We had reservations for Hunting Island SP in March. I got an email yesterday that they were refunding my deposit due to hurricane damage to the campground. We were looking forward to visiting here. Dogs are allowed on their beach . The email said closed until May and the front beachside campsites were closed until next December. The damage must be pretty bad. I saw on YouTube some damage taken from a drone . We will have to find another spring break destination now.


----------



## walters (Nov 15, 2016)

*camping*

you could come up the coast we stayed south of myrtle beach huntington beach state park, stayed in Charleston too at james island county park, Charleston has a lot of history and james island is beautiful


----------



## walters (Nov 15, 2016)

*Also*

forgot to mention james island got a huge dog park and lake for dogs to swim in


----------



## Bama B (Nov 16, 2016)

The campground, parking areas is heavily damaged as well as Fripp Island. The beaches and dunes were already in bad shape.


----------



## 3ringer (Nov 17, 2016)

James Island is on my camping list as well as Huntington Beach .


----------



## mrs. hornet22 (Nov 18, 2016)

3ringer said:


> We had reservations for Hunting Island SP in March.
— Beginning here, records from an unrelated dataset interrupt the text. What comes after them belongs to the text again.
PR #6872, opened 2023-08-21
Fix wrong ZeroSumNormal logp expression

### LINKED ISSUE #6871: BUG: `ZeroSumNormal` has an incorrect `logp`
### Describe the issue:

The `ZeroSumNormal` distribution has the wrong `logp` expression (more details after the code example below). A way to see this is to compare draws from the prior using the `rng` method and draws via HMC. The draws from the `rng` method have the correct variance but the draws from HMC don't.

```python
import numpy as np
import pymc as pm


with pm.Model():
    rv = pm.ZeroSumNormal("zsn", sigma=2, shape=2)
    idata = pm.sample()
    idata.extend(pm.sample_prior_predictive(1000))
print(idata.prior.zsn.var(["chain", "draw"]).data)  # prints something close to [2, 2]
print(idata.posterior.zsn.var(["chain", "draw"]).data)  # prints something close to [4, 4]
```

### Error message:

_No response_

### PyMC version information:

From pip

### Context for the issue:

This will be a rather long explanation of what is actually wrong with the `logp` implementation.

A `ZeroSumNormal` distributed random variable is a special kind of `MvNormal` that comes from a reparametrization of a vector of I.I.D normals.

$$
\epsilon_{i} \sim Normal(0, \sigma) \quad 0\leq i \leq N
$$

$$
\tilde{\epsilon_{i}} = \epsilon_{i} - \frac{\sum_{i}\epsilon_{i}}{N}
$$

$\vec{\tilde{\epsilon}}$ follows a `ZeroSumNormal` with `sigma` given by the scale of $\vec{\epsilon}$. The `MvNormal` distribution that corresponds to $\vec{\tilde{\epsilon}}$ is one that has a zero mean vector and a covariance matrix that is the result of the following operation:

$$
\tilde{\Sigma} = C\Sigma C
$$

where $C$ is called the [centering matrix](https://en.wikipedia.org/wiki/Centering_matrix) or operator, and $\Sigma$ is the diagonal matrix with every entry equal to $\sigma$. The resulting covariance matrix of the zero sum normal distribution is degenerate, it has one eigenvalue that is exactly equal to zero (the corresponding eigenvector has 1's at every entry, i.e. `np.ones`).

Following the notation from the wikipedia article for the degenerate multivariate normal, the probability density function of $\vec{\tilde{\epsilon}}$ is

$$
f(\vec{\tilde{\epsilon}}) = \frac{1}{\sqrt{Det^{*}\left(2\pi\tilde{\Sigma}\right)}}\exp\left(\vec{\tilde{\epsilon}}^{T} . \tilde{\Sigma}^{+} . \vec{\tilde{\epsilon}}\right)
$$

where $Det^{*}$ mean pseudo-determinant and $\tilde{\Sigma}^{+}$ is the pseudo-inverse of $\tilde{\Sigma}$ (as a side-note, this is the density if the value $\vec{\tilde{\epsilon}}$ is one the zero-sum manifold, if it isn't, it has 0 probability). Looking at the exponent, we can work out a simpler expression for the density using the definition of $\tilde{\Sigma}$ and the fact that $C$ is idempotent and an identity operator for vectors on the zero-sum manifold:

$$
\tilde{\Sigma}^{+} = C^{+}\Sigma^{-1} C^{+}
$$

$$
C\vec{\tilde{\epsilon}} = \vec{\tilde{\epsilon}}
$$

So the density can be re-written as

$$
f(\vec{\tilde{\epsilon}}) = \frac{1}{\sqrt{Det^{*}\left(2\pi\tilde{\Sigma}\right)}}\exp\left(\vec{\tilde{\epsilon}}^{T} . \Sigma^{-1} . \vec{\tilde{\epsilon}}\right)
$$

The final simplification is that the pseudo-determinant is equal to the product of the non-zero eigenvalues of the matrix that is being considered. Since we are working with the case where $\Sigma$ is proportional to an identity matrix, $\tilde{\Sigma}$ has all of its eigenvalues equal to $\sigma^{2}$ except for a single eigenvalue equal to zero, so the pseudo-determinant is equal to $(2\pi\sigma^{2})^{N-1}$, which produces a very simple probability density:

$$
f(\vec{\tilde{\epsilon}}) = \left(2\pi\sigma^{2}\right)^{-\frac{N-1}{2}}\exp\left(\vec{\tilde{\epsilon}}^{T} . \Sigma^{-1} . \vec{\tilde{\epsilon}}\right)
$$

The resulting logp is:

$$
\log(f(\vec{\tilde{\epsilon}})) = -\frac{N-1}{2}\log\left(2\pi\sigma^{2}\right) - \left(\vec{\tilde{\epsilon}}^{T} . \Sigma^{-1} . \vec{\tilde{\epsilon}}\right)
$$

which is very similar to the `Normal` logp, except for the fact that the normalization constant changes according to the "degree of freedom" of the zero sum normal, instead of the raw length of the vector.

This issue is caused by the fact that [`ZeroSumNormal.logp`](https://github.com/pymc-devs/pymc/blob/main/pymc/distributions/multivariate.py#L2795) is rescaling both the exponent and the normalization constant of the `logp`. To fix this issue, the logp should be rewritten as something like

```python
pt.sum(
    -0.5 * pt.pow(value / sigma, 2)
    - (
        pt.log(pt.sqrt(2.0 * np.pi)) + pt.log(sigma)
    ) * _degrees_of_freedom / _full_size,
    axis=-1,
)
```

lucianopaz:
Closes #6871

**What is this PR about?**

This PR fixes the `ZeroSumNormal` `logp` expression. It also changes the `logp` test to to compare the `logp` to the reference value for points drawn at random in the zero sum manifold and not only at the mode.

**Checklist**

## Bugfixes
- Fix the `logp` expression for the `ZeroSumNormal` distribution

----
:books: Documentation preview :books:: https://pymc--6872.org.readthedocs.build/en/6872/

### DIFF
--- a/pymc/distributions/multivariate.py
+++ b/pymc/distributions/multivariate.py
@@ -2781,6 +2781,7 @@ def zerosumnormal_logp(op, values, normal_dist, sigma, support_shape, **kwargs):
     (value,) = values
     shape = value.shape
     n_zerosum_axes = op.ndim_supp
+    *_, sigma = normal_dist.owner.inputs
 
     _deg_free_support_shape = pt.inc_subtensor(shape[-n_zerosum_axes:], -1)
     _full_size = pt.prod(shape)
@@ -2792,7 +2793,8 @@ def zerosumnormal_logp(op, values, normal_dist, sigma, support_shape, **kwargs):
     ]
 
     out = pt.sum(
-        pm.logp(normal_dist, value) * _degrees_of_freedom / _full_size,
+        -0.5 * pt.pow(value / sigma, 2)
+        - (pt.log(pt.sqrt(2.0 * np.pi)) + pt.log(sigma)) * _degrees_of_freedom / _full_size,
         axis=tuple(np.arange(-n_zerosum_axes, 0)),
     )
 
--- a/tests/distributions/test_multivariate.py
+++ b/tests/distributions/test_multivariate.py
@@ -1596,7 +1596,7 @@ class TestZeroSumNormal:
             (5, 3, None, [-1]),
             (2, 6, None, [-1]),
             (5, (7, 3), None, [-1]),
-            (5, (2, 7, 3), 2, [1, 2]),
+            (5, (2, 7, 3), 2, [-2, -1]),
         ],
     )
     def test_zsn_logp(self, sigma, shape, n_zerosum_axes, mvn_axes):
@@ -1629,8 +1629,9 @@ class TestZeroSumNormal:
             return np.where(inds, np.sum(-psdet - exp, axis=-1), -np.inf)
 
         zsn_dist = pm.ZeroSumNormal.dist(sigma=sigma, shape=shape, n_zerosum_axes=n_zerosum_axes)
-        zsn_logp = pm.logp(zsn_dist, value=np.zeros(shape)).eval()
-        mvn_logp = logp_norm(value=np.zeros(shape), sigma=sigma, axes=mvn_axes)
+        zsn_draws = pm.draw(zsn_dist, 100)
+        zsn_logp = pm.logp(zsn_dist, value=zsn_draws).eval()
+        mvn_logp = logp_norm(value=zsn_draws, sigma=sigma, axes=mvn_axes)
 
         np.testing.assert_allclose(zsn_logp, mvn_logp)
 


ricardoV94 (approved):

lucianopaz:
I'll go ahead and merge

I got an email yesterday that they were refunding my deposit due to hurricane damage to the campground. We were looking forward to visiting here. Dogs are allowed on their beach . The email said closed until May and the front beachside campsites were closed until next December. The damage must be pretty bad. I saw on YouTube some damage taken from a drone . We will have to find another spring break destination now.



I got the same email. We had reservations on Edisto(next island over from Hunting) My reservations were for Sept. 2017. The local police said the whole beachfront campground was devastated. Said they were going to have to replace all sites, water, electricity and roads.


----------